眉をひそめる。どうしよう。感謝なんかしたことない。俺にありがとうなんて、言う資格あるのか。
「……あ、」
「"あ"、」
子が上目て聞く。可愛い洋服がちらちらと目に映る。
「風邪……、えっとその、」
偽善さんはこちらを見ない。目が行ったり来たり大移動だ。
「あ、あぁ、」
お盆に力を入れる。入れすぎて指先が白くなっていた。
「
ありがとう
」
バタン
「…………、」
すごく、蟻みたいな小さな声だった。
うれしい。偽善さんが、偽善さんが、僕にありがとうって。

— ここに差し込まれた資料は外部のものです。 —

PR #334, opened 2026-06-28
Polish TUI transcript rendering

anandh8x:
## Summary
- tighten transcript spacing and remove distracting rails/gutters
- render tool activity with cleaner action labels and grouped exploration summaries
- improve markdown, code, diff, and command-output rendering in the transcript

## Tests
- git diff --check

## Summary by CodeRabbit

* **New Features**
  * Smarter markdown rendering: bare-code auto-highlighting, fenced-code highlighting, and horizontal-rule dividers now render correctly (including during streaming).
  * Live tool-card/prose layout improvements: clearer rule/separator behavior, friendlier labels, and more stable interim markdown.
  * Syntax highlighting can infer language and optionally use richer styling; streaming code buffers until fences close.
* **Bug Fixes**
  * Preserve pre-styled/ANSI output during streaming and fading.
  * Improve streamed tool views and late path detection; adjust diff/command/search display to reduce visual noise.
  * Update transcript wrapping, gutters, and selection alignment; refine rendering cache uniqueness.
* **Tests**
  * Expanded TUI, streaming, and rendering regression coverage for the updated UI contracts.

### DIFF
--- a/internal/tui/assistant_markdown.go
+++ b/internal/tui/assistant_markdown.go
@@ -1,6 +1,8 @@
 package tui
 
 import (
+	"crypto/sha256"
+	"fmt"
 	"strings"
 	"unicode"
 	"unicode/utf8"
@@ -137,18 +139,22 @@ func renderAssistantMarkdownText(text string, proseMeasure int, tableMeasure int
 
 		if allowHighlight && looksLikeBareCodeLine(line) {
 			code := []string{}
-			for index < len(raw) {
-				next := raw[index]
+			probe := index
+			for probe < len(raw) {
+				next := raw[probe]
 				nextTrimmed := strings.TrimSpace(next)
-				if nextTrimmed == "" || markdownStartsBlock(raw, index) || !looksLikeBareCodeLine(next) {
+				if nextTrimmed == "" || markdownStartsBlock(raw, probe) || !looksLikeBareCodeLine(next) {
 					break
 				}
 				code = append(code, strings.ReplaceAll(next, "\t", "    "))
-				index++
+				probe++
 			}
-			if highlighted, ok := highlightCodeAuto(code, "", tableMeasure); ok {
-				lines = append(lines, highlighted...)
-				continue
+			if looksLikeBareCodeBlock(code) {
+				if highlighted, ok := highlightCodeAuto(code, "", tableMeasure); ok {
+					lines = append(lines, highlighted...)
+					index = probe
+					continue
+				}
 			}
 		}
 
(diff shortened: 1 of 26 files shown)


gnanam1990 (changes requested):
Reviewed against the branch (build + `go test ./internal/tui -race` + `vet` all pass locally). Solid, internally-consistent rendering refactor with good coverage for the new behaviors — width/layout math, ANSI preservation, selection coordinates, and the streaming-decoder path all check out. A few things to address before merge, mostly around a perf regression, one fragile heuristic, and two information-removal changes that were locked in by weakened tests.

## Major

**1. Streaming re-highlights closed code blocks every frame (perf).**
`interimBlock` (`internal/tui/model.go:2459`) now calls `renderStreamingAssistantMarkdownText` → `renderAssistantMarkdownText(stablePrefix, …, allowHighlight=true)`. The previous code passed `false` deliberately so the per-frame stream loop never re-lexes. `streamingMarkdownStablePrefix` only excludes the *open* fence, so once a fence **closes** mid-stream, chroma re-tokenizes that whole block on every render/spinner/fade frame for the rest of the turn — O(block) CPU per frame, the exact invariant the old comments protected. Suggest caching the highlighted stable region (highlight the newly-stable portion once) rather than re-highlighting each frame.

**2. (Confirm intent) grep/read/list output is no longer viewable anywhere.**
`exploreCardBody` (`internal/tui/rendering.go:2129`) returns a single summary line and ignores `bodyCap`/`expanded`, and the expand affordance is suppressed for these tools. grep match locations/counts and `read_file` contents/line-ranges are gone even on expand. Tests were changed to assert the dump is hidden — this is real user-facing information loss and should be a conscious product decision, not a density tweak.

**3. (Confirm intent) Manual permission approvals leave no transcript trace.**
`rowContext.skip` now returns `true` unconditionally for `PermissionActionAllow` (`internal/tui/rendering.go:157`, was `return rc.auto[key]`). Manual "allowed once / always · <tool>" audit lines disappear (deny/cancel still render). The test was rewritten to assert `skip(...)` rather than the audit text, so this slipped in quietly — worth confirming approvals don't need an audit line.

## Minor

**4. Prose mis-highlighted as code.** `looksLikeBareCodeLine` (`assistant_markdown.go:371`) runs on individual prose lines (`assistant_markdown.go:138`). Lines like `for these reasons:` (HasPrefix `for ` + HasSuffix `:`) and `return …` match, so ordinary sentences get collected and Python-highlighted. The new test covers only one non-matching line. Suggest requiring the stronger block-level signal (`looksLikeBareCodeBlock`) for the inline path, or ≥2 distinct code signals.

**5. Rune-count truncation against a display-width budget.** `renderCommandOutputLines`, `exploreCardLine`, and `localControlChildLine` truncate with `truncateRunes` against a `lipgloss.Width`-based budget; the code they replaced used width-aware `ansi.Truncate`. Wide/CJK glyphs can overrun. Also leaves now-dead `grepCardBody`/`grepMatchPattern`.

## Nits
- `diffCardMetadata` counts adds via `HasPrefix(line, "+++ ")` (space) while `highlightedAddedDiffLines` excludes headers via `HasPrefix(line, "+++")` (no space); a `+++x` content line diverges the counts and silently disables highlighting for that diff. Harmless, but the predicates should match.
- Fade no longer applies to highlighted lines (`styleStreamingLine` early-returns on `\x1b`) — intended/tested, just noting the fade is now prose-only.

## Recommendation
Request changes (light): please address (1) the streaming re-lex and (4) the prose-as-code heuristic, and get explicit sign-off on (2) and (3) since they remove user-visible information. Everything else is approve-with-nits.

Heads-up: this touches `model.go`, `rendering.go`, `theme.go`, `transcript_selection.go`, `syntax_highlight.go` — the same files as a few other in-flight TUI PRs, so a rebase will be needed depending on merge order.

gnanam1990 (approved):
Re-reviewed at `ecce229` — all points from the previous review are addressed. Build + `go test ./internal/tui` pass locally; CI green.

- **Streaming re-lex (Major):** ✅ `renderStreamingAssistantMarkdownText` now memoizes the stable prefix via `defaultRenderCache` (sha256 key), so closed code blocks aren't re-tokenized every frame.
- **grep/read output viewable (Major, intent):** ✅ `cardRenderOptions.expanded` threaded through; `exploreCardBody` shows the full output on expand with a collapse footer otherwise — no longer permanently hidden.
- **Permission audit trace (Major, intent):** ✅ `PermissionActionAllow` skip restored to `rc.auto[key]`, so manual approvals render an audit row again while silent auto-approvals collapse.
- **Prose-as-code (Minor):** ✅ inline bare-code path now gated on `looksLikeBareCodeBlock` (strong-signal count) with a non-committing `probe`, so ordinary prose like `for these reasons:` no longer gets highlighted.
- **Diff `+++` nit:** ✅ matched to `"+++ "`.

Nice work. Approving.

執事さんを必死に探した甲斐があった。
「……へへ。」
――――――――――
夜。今夜はどうやら満月らしい。冬の空ごとく、空気が遠い。
「偽善、風邪は大丈夫ですか。」
「あぁ、」
こわばった顔から、一気にふっと安心した顔に変わる。
「あぁ、良かったです。もう一度、倒れるのかと今日一日中ヒヤヒヤしてましたよ。」
ふふふっと柔らかく笑いながら、偽善の頭を撫でる。
「……やめろ。撫でるな。」
「ふふっ、ではこの手を退けてみてくださいよ。」
「……。」
違う。こんな事言いたいんじゃない。執事はずっと俺が風邪の中、一緒にいてくれた。
「あの、あのさ。」
下を向く。恥ずかしいから。
「何ですか。」
「ぁ、ありがとう。」
今度はスムーズに言えた。一度言った言葉は言いやすくなるものだ。しかし、重さは変わらない。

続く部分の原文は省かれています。